Cedeño topped 20 home runs three times early in his career before leveling off in the teens.

One could make more ambitious predictions for Trout, but remember that Cedeño was a very good player. His 52.2 career WAR puts him right on the cusp of Cooperstown—a career Angels fans should embrace if it is indeed Trout’s destiny.

2. Bryce Harper, RF (Washington)

25 of 26

Comp: Josh Hamilton

However his career unfolds, Bryce Harper has no precedent.

Given the changes in media and sport culture, one cannot compare the pressure he faces as a 19-year-old baseball player to anything anyone playing the game at his age has ever experienced.

Does that make sense?

He is the hype machine on overdrive, so much so that it makes sober assessment near impossible.

Any good prospect evaluation combines statistical analysis and eyewitness evaluation. And when it comes to Harper, I’m not sure we can trust any of the latter—not with so many eyes affixed to his every move, each pair straining to develop some sage, novel perspective.

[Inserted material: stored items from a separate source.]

PR #2684, opened 2026-05-20
feat(Skeleton): adjustable skeleton

qradle-yndx:
## Summary by Sourcery

Extend the Skeleton component with adjustable visual variants and child-wrapping behavior, and document and demonstrate these new capabilities in stories and READMEs.

New Features:
- Add a `variant` prop to Skeleton to support square, rounded, circle, and text-specific skeleton shapes with a new text-line style.
- Allow Skeleton to wrap a single child element and act as an overlay that automatically adopts the child's dimensions.

Enhancements:
- Refine Skeleton styling to support variant-specific border radii and text-line layout, and introduce a children overlay mode.
- Expand Skeleton Storybook stories to showcase text variants and child-wrapping use cases for Avatar, Button, and Label components.

Documentation:
- Update English and Russian Skeleton READMEs to describe the new `variant` and `children` props with usage guidance and code examples.


src/components/Skeleton/Skeleton.tsx
```diff
@@ -8,26 +8,50 @@ import './Skeleton.scss';
...
+    style,
+    qa,
+    animation = 'gradient',
+    variant = 'rounded',
+    children,
+}: SkeletonProps) {
+    if (children !== undefined) {
+        return (
+            <div
+                className={b({children: true, animation, variant}, className)}
```
ogonkov: Looks like we can just pass this modifier rather than duplicate whole component

```
<div className={b({children: children !== undefined, animation, variant}, className)} style={style} data-qa={qa}>
  {children}
</div>
```

src/components/Skeleton/Skeleton.tsx
```diff
@@ -8,26 +8,50 @@ import './Skeleton.scss';
 const b = block('skeleton');
 
 export interface SkeletonProps
-    extends Pick<React.HTMLAttributes<HTMLDivElement>, 'className' | 'style'>,
+    extends Pick<React.HTMLAttributes<HTMLElement>, 'className' | 'style'>,
```
ogonkov: Why element type was changed?

src/components/Skeleton/Skeleton.tsx
```diff
@@ -1,4 +1,4 @@
-import type * as React from 'react';
```
ogonkov, line 1: This change was intentional?

src/components/Skeleton/Skeleton.scss
```diff
@@ -11,11 +11,43 @@ $block: '.#{variables.$ns}skeleton';
...
     background-color: var(--g-color-base-generic);
 
+    &_children {
+        display: inline-flex;
+        width: unset;
+        height: unset;
+
+        > * {
+            /* stylelint-disable-next-line declaration-no-important */
+            opacity: 0 !important;
```
ogonkov: Why `!important` is required here? May be we can use visibility: hidden?

src/components/Skeleton/Skeleton.scss
```diff
@@ -11,11 +11,43 @@ $block: '.#{variables.$ns}skeleton';
...
+        }
+    }
+
+    &_variant {
+        &_rounded {
+            border-radius: 5px;
```
ogonkov: We might want to add css-api for border-radius

src/components/Skeleton/__stories__/Skeleton.stories.tsx
```diff
@@ -29,4 +43,144 @@ AnimationsNone.storyName = 'Animations/None';
...
+                        </Flex>
+                    </ShowcaseItem>
+                ))}
+            </Showcase>
+            <Showcase title="Button">
+                {BUTTON_SIZES.map((size) => (
+                    <ShowcaseItem key={size} title={size}>
+                        <Flex direction="column" gap={1} alignItems="flex-start">
+                            <Skeleton>
+                                <Button size={size}>Real</Button>
```
amje: Button's border radius is different for different sizes. Also children will be rendered to the dom and we cannot constrain what user can render. I think it's not a good idea. Instead it will be more practical to have predefined set of sizes for Skeleton which control height and border roundness instead of passing children.

amje (changes requested):

src/components/Skeleton/__stories__/Skeleton.stories.tsx
qradle-yndx: Ok. I'll give it a try and see what happens

src/components/Skeleton/Skeleton.tsx
qradle-yndx: As @amje wrote. I'll try to make it without children rendering

src/components/Skeleton/Skeleton.tsx
qradle-yndx: You right. That was experiments with the children. I'll return it back

src/components/Skeleton/Skeleton.scss
qradle-yndx: visibility: hidden doesn't work for components like Label with the `:after` blocks.
Anyway i'll try a version without children

src/components/Skeleton/__stories__/Skeleton.stories.tsx
```diff
@@ -29,4 +43,144 @@ AnimationsNone.storyName = 'Animations/None';
...
+                            <Button size={size}>Real</Button>
+                        </Flex>
+                    </ShowcaseItem>
+                ))}
+            </Showcase>
+            <Showcase title="Label">
+                {LABEL_SIZES.map((size) => (
+                    <ShowcaseItem key={size} title={size}>
+                        <Flex direction="column" gap={1} alignItems="flex-start">
+                            <Skeleton>
```
Ruminat: @amje what do you think about this idea:
- what if we add a `loaded` prop to `Skeleton`
- when it's set to `true`, we stop showing the skeleton and just show its children

why? To avoid copy pasting and being able to do this:

```tsx
function ComponentWithSkeleton() {
  return (
    <Skeleton loaded={hasLoaded(content)}>
      <Label size="l" theme="danger">{hasLoaded(content) ? content : "loading"}</Label>
    </Skeleton>
  );
}
```

instead of this:

```tsx
function ComponentWithSkeleton() {
  return hasLoaded(content) ? (
    <Label size="l" theme="danger">{content}</Label>
  ) : (
    <Skeleton>
      <Label size="l" theme="danger">loading</Label>
    </Skeleton>
  );
}
```

Ruminat: Ah, saw your comment up there

Image

Well, if refusing from using `children`, it it's not a problem anymore I guess

Ruminat: I guess it might make sense to create a common heights' map as first suggested in the ticket
Like this one:

```typescript
const text = {
  'body-1': 'var(--g-text-body-1-line-height)',
  'body-2': 'var(--g-text-body-2-line-height)',
  'body-3': 'var(--g-text-body-3-line-height)',
  'body-short': 'var(--g-text-body-short-line-height)',
  'caption-1': 'var(--g-text-caption-1-line-height)',
  'caption-2': 'var(--g-text-caption-2-line-height)',
  'header-1': 'var(--g-text-header-1-line-height)',
  'header-2': 'var(--g-text-header-2-line-height)',
  'subheader-1': 'var(--g-text-subheader-1-line-height)',
  'subheader-2': 'var(--g-text-subheader-2-line-height)',
  'subheader-3': 'var(--g-text-subheader-3-line-height)',
  'display-1': 'var(--g-text-display-1-line-height)',
  'display-2': 'var(--g-text-display-2-line-height)',
  'display-3': 'var(--g-text-display-3-line-height)',
  'display-4': 'var(--g-text-display-4-line-height)',
  'code-1': 'var(--g-text-code-1-line-height)',
  'code-2': 'var(--g-text-code-2-line-height)',
  'code-3': 'var(--g-text-code-3-line-height)',
  'code-inline-1': 'var(--g-text-code-inline-1-line-height)',
  'code-inline-2': 'var(--g-text-code-inline-2-line-height)',
  'code-inline-3': 'var(--g-text-code-inline-3-line-height)',
} satisfies Record<(typeof TEXT_VARIANTS)[number], string>;

const label = {
  xxs: 16,
  xs: 20,
  s: 24,
  m: 28,
} satisfies Record<Required<LabelProps>['size'], number>;

const button = {
  xs: 20,
  s: 24,
  m: 28,
  l: 36,
  xl: 44,
} satisfies Record<ButtonSize, number>;

const input = {
  s: button.s,
  m: button.m,
  l: button.l,
  xl: button.xl,
} satisfies Record<InputControlSize, number>;

export const HeightPreset = {
  text,
  label,
  button,
  input,
} as const;
```

src/components/Skeleton/__stories__/Skeleton.stories.tsx
qradle-yndx: I made the update adding the size prop

Ruminat (approved):

src/components/Skeleton/__stories__/Skeleton.stories.tsx
qradle-yndx: @amje please take a look at the last changes

amje (approved):

src/components/Skeleton/__stories__/Skeleton.stories.tsx
amje: @Ruminat Let's discuss height maps it in a separate issue/PR

src/components/Skeleton/Skeleton.scss
```diff
@@ -6,15 +6,68 @@ $block: '.#{variables.$ns}skeleton';
...
+
+        &_xl {
+            --_--border-radius: var(--g-border-radius-xl);
+            --_--size: #{variables.$xl-height};
+        }
+    }
+
+    // Apply height from the size token. Only has effect when a specific size
+    // modifier is present (i.e. --_--size is defined by one of the &_size_* rules above).
+    height: var(--_--size);
```
ogonkov: Move this next to the other block styles above for consistency.

Also, without `size` set we probably want `auto` as default value here

ogonkov (approved):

We know he’s a really, really good left-handed-hitting outfielder with exceptional physical gifts. We know that his performance last year as an 18-year-old in A and AA was about as good a debut season as we’ve seen in the past decade of professional baseball.

So almost by default, I go back to the last left-handed hitting outfielder to put up numbers even remotely close to Harper’s: Josh Hamilton.

When he was 19, Hamilton played a full season at Single-A and posted a .302/.348/.476 slash. Harper’s line at the same level was a face-melting .318/.423/.554.

The younger Harper was better, but at least Hamilton is in his zip code.

However, at this point, the conversation devolves into a ramble about their many differences.

Hamilton has a smoother swing that produces great contact and a bit less power. Harper takes violent cuts and displays more natural pop.  Harper has the better arm. Hamilton is an inch taller. Hamilton didn’t make the bigs until 26 because of drug addiction. Harper could be there before 20.

But, if we’re looking for some sense of what Bryce Harper could do in a full season of big-league baseball, Hamilton provides a template. Not a mirror, mind you, but a template.

1. Matt Moore, SP (Tampa Bay)

26 of 26

Comp:  Steve Carlton

See, this is why I love-hate prospect comparisons.

Realistically, what are the chances Matt Moore comes within jock-sniffing distance of Steve Carlton? Five percent? One percent? One-fifth of one percent?

Steve Carlton could be the greatest left-handed pitcher ever.

Saying a 22-year-old could be the greatest left-handed pitcher ever is like shooting analysis in the head.

And yet a more sober comparison like Erik Bedard feels just as unfair. I can’t be so cold and calculating, at least not yet—and not with Matt Moore.

The Matt Moore we know is perfect. He is the shadowy specter that dominated the eventual AL champs in Game 1 of a playoff series. He is a collection of ridiculous counting statistics, the man that led the minor league in strikeouts each of the past two seasons. He is cut from Cy Young stone, embossed in Cooperstown bronze.

If Matt Moore has flaws, we haven’t seen them. And we don’t want to believe they exist.

All of which nudges us back to the Moore-as-Carlton possibility—a comparison with some substance.

Carlton isn’t some random selection from the magic of hat of great lefties. He and Moore share similar whiff rates, arm action and breaking balls. Run their deliveries through a side-by-side simulcast, and the similarities would be apparent.

And we want so badly to see the similarities because they feed a budding awareness that we are at the genesis of something great.